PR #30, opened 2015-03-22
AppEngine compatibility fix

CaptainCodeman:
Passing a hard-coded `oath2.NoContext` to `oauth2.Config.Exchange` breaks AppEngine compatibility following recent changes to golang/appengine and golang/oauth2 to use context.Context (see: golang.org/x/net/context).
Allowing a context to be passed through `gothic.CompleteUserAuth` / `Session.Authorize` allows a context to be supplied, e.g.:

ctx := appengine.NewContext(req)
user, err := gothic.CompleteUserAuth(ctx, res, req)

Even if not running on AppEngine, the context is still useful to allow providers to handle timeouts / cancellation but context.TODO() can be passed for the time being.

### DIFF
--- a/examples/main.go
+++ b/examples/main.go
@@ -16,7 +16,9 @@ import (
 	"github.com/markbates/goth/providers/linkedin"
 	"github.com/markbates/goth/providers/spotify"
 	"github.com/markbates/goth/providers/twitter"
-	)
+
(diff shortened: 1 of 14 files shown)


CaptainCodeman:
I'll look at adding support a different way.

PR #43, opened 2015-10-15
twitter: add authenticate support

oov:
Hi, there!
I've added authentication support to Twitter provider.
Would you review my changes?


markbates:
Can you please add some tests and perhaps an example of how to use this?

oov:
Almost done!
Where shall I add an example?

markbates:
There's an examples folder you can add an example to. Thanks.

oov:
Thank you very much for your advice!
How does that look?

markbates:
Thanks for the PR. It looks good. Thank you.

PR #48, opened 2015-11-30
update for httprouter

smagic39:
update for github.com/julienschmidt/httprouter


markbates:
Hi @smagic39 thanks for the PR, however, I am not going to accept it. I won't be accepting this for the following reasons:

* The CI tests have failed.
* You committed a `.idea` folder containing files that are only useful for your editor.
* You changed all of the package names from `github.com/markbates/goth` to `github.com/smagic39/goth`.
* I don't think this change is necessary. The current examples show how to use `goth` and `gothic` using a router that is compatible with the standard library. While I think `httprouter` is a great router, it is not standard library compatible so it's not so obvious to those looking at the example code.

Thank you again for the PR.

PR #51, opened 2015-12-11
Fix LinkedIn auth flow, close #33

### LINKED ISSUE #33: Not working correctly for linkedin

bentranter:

...

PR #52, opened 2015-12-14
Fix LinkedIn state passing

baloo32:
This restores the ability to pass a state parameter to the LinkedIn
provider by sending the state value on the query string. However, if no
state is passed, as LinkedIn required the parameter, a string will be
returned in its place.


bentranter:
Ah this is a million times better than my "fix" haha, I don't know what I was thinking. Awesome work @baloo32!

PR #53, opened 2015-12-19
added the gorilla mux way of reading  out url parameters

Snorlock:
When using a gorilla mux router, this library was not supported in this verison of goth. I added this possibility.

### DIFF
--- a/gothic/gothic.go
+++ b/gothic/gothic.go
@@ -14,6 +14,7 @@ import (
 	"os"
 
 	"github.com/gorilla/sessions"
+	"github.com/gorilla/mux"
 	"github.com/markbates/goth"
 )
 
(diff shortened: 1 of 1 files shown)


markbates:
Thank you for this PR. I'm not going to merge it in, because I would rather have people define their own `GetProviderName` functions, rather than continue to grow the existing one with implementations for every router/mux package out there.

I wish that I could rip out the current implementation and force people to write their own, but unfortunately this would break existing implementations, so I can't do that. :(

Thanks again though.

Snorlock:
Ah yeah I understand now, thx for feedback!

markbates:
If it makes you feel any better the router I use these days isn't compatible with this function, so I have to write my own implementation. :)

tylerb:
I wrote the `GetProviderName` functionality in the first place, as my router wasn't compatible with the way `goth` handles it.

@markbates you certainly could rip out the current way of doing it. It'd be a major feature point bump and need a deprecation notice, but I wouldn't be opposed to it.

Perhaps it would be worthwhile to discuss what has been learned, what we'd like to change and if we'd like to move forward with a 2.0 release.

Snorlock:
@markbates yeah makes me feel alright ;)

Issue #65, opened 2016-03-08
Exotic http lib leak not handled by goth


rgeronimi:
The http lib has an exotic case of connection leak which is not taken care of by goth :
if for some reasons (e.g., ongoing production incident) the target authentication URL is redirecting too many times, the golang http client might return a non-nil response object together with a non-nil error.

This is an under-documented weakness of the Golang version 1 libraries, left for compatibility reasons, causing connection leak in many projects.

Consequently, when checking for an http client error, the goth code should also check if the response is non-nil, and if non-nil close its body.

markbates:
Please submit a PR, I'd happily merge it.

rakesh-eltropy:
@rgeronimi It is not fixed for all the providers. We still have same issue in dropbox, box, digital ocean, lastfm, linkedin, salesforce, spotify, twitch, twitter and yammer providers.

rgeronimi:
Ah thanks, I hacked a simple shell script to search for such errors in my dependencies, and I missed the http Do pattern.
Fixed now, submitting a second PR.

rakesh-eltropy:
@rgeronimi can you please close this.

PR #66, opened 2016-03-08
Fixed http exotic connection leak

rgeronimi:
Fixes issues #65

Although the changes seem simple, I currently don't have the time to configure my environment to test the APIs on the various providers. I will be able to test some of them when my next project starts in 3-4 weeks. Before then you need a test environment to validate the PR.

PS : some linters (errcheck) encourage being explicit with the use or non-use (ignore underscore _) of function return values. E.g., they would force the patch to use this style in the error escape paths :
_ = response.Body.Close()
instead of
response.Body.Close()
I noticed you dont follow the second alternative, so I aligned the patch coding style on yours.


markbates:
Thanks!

--

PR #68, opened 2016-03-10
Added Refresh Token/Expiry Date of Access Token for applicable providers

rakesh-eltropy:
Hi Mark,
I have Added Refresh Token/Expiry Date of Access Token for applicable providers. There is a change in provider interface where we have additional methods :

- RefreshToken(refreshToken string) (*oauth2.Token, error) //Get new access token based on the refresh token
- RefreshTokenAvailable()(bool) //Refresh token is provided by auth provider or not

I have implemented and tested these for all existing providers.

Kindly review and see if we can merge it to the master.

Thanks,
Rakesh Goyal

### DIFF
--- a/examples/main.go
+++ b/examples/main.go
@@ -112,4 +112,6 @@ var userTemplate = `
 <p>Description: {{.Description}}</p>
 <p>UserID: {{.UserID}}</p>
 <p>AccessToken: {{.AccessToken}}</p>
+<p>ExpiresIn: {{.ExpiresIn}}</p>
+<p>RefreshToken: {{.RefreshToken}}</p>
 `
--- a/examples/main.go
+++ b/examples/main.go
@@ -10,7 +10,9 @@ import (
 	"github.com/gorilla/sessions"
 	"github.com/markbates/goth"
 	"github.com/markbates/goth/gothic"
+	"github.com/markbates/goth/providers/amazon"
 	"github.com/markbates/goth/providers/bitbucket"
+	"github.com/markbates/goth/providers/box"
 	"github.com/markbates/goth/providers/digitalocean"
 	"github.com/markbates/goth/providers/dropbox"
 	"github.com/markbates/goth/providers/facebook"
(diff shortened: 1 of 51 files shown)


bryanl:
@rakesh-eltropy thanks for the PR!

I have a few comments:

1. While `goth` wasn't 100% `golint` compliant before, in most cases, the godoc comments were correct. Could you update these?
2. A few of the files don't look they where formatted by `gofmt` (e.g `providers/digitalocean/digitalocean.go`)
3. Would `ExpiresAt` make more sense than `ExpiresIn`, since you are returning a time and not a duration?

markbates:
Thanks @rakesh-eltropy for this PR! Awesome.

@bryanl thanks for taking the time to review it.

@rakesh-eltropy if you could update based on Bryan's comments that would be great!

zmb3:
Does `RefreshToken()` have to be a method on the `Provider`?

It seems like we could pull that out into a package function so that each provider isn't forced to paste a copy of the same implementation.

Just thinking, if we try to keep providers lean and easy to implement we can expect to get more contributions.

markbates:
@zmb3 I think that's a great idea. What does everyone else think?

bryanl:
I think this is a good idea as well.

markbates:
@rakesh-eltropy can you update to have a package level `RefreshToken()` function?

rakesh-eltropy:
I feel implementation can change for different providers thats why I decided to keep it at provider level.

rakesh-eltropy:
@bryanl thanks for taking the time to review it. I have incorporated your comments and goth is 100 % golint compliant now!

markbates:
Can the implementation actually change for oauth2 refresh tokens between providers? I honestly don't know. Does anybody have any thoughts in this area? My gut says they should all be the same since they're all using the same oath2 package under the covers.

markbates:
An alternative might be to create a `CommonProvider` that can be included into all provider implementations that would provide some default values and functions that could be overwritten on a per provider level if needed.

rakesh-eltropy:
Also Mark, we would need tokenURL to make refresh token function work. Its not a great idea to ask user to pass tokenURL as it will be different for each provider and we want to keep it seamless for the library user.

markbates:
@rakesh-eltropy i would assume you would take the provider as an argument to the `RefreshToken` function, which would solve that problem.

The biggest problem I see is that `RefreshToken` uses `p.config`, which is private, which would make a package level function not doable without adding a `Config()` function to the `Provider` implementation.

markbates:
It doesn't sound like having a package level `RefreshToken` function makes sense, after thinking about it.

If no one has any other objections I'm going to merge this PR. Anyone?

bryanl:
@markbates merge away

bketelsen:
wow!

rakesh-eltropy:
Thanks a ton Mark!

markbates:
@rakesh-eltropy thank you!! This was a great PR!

■ **Problem to work on**
Would you please copy exactly the part of the entries above that begins at the line containing "update for github.com/julienschmidt/httprouter" and ends at the line containing "for your editor.", both lines included?

■ **Answer space**
update for github.com/julienschmidt/httprouter


markbates:
Hi @smagic39 thanks for the PR, however, I am not going to accept it. I won't be accepting this for the following reasons:

* The CI tests have failed.
* You committed a `.idea` folder containing files that are only useful for your editor.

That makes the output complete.